Appelbaum Limor, Kaplan Irving D., Palchuk Matvey B., Kundrot Steven, Winer-Jones Jessamine P., Rinard Martin
Department of Radiation Oncology, Beth Israel Deaconess Medical Center, Boston, MA, USA
TriNetX, LLC, Cambridge, MA, USA
Early diagnosis is critical to improving survival rates of lethal cancers, such as pancreatic duct adenocarcinoma (PDAC). However, there are no reliable screening test for these cancers. In this chapter, we present potential methods for predicting early, evolving cancers by leveraging readily available electronic health record (EHR) data and machine learning. We discuss the various aspects of our collaborative experience, involving clinical and computer scientists, in navigating the process of using EHRs to develop cancer risk prediction models. This chapter is intended to serve as a guide to others preforming this type of research. We cover the different steps involved, based on our initial experience of model development using single-institution data, including data acquisition, querying and downloading data, protecting patient confidentiality, data curation, model development, and validation. Challenges encountered when using single-institution data is presented, along with lessons learned. Drawing from our experience working with a federated database of EHR data from multiple institutions to develop a risk prediction model for PDAC, we also discuss how many of these challenges can be addressed by using such a federated database of EHR data. We also discuss future clinical opportunities that may arise from leveraging data from a federated network, such as the deployment of risk models for clinical studies.

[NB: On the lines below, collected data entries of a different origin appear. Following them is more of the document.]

PR #566, opened 2020-10-14
add postgresql-auto-create-accounts mysql-auto-create-accounts env va…

michimau:
…riable management in docker stacks

You cannot set either postgresql-auto-create-accounts nor mysql-auto-create-accounts via env variables in docker-compose driven stacks. This very simple pull request adds the possibility.

### DIFF
--- a/guacamole-docker/bin/start.sh
+++ b/guacamole-docker/bin/start.sh
@@ -213,6 +213,10 @@ END
         "mysql-ssl-trust-store"  \
         "$MYSQL_SSL_TRUST_STORE"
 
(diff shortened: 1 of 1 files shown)


necouchman:
This looks pretty straight-forward; however, two things:
* All changes need a JIRA issue, so you'll need to create a JIRA issue for this.
* Once the JIRA issue is created, you'll need to tag both the pull request and any commit messages with the JIRA issue. See existing pull requests for examples.

necouchman:
This has already been merged with #585

PR #570, opened 2020-10-31
GUACAMOLE-1021: Do not duplicate objects when permissions are inherited from multiple entities.

mike-jumper:
Before user group support existed, permissions within the database support could be inherited from one location only: the user. This meant that narrowing results according to permissions could be accomplished with a simple `JOIN`.

This is no longer the case. With user groups now supported, a `JOIN` against permission-related tables may result in relevant objects being duplicated in the result set, with one copy of the object for each entity providing the permission.

These changes alter the permission-driven SQL queries for each implementation such that each readable object is returned only once, regardless of how many entities grant that same read permission. This is accomplished by creating a common SQL fragment, `getReadableIDs`, which other SQL queries may refer to. Various versions of this fragment are now the only SQL queries which explicitly refer to the "READ" permission.


necouchman (approved):
Well, I think I'm going cross-eyed after looking at that much XML, but it looks okay to me.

早期诊断对于提高胰腺癌等致命癌症的生存率至关重要。然而,目前尚无针对这些癌症的可靠筛查测试。在本章中,我们介绍了通过利用现成的电子健康记录(EHR)数据和机器学习来预测早期进展性癌症的潜在方法。我们讨论了我们(涉及临床和计算机科学家)在利用电子健康记录开发癌症风险预测模型过程中的协作经验的各个方面。本章旨在为其他进行此类研究的人员提供指导。基于我们使用单机构数据进行模型开发的初步经验,我们涵盖了所涉及的不同步骤,包括数据采集、查询和下载数据、保护患者隐私、数据整理、模型开发和验证。介绍了使用单机构数据时遇到的挑战以及汲取的经验教训。借鉴我们使用来自多个机构的电子健康记录联合数据库开发胰腺癌风险预测模型的经验,我们还讨论了如何通过使用这样的电子健康记录联合数据库来应对其中的许多挑战。我们还讨论了利用联合网络数据可能带来的未来临床机遇,例如为临床研究部署风险模型。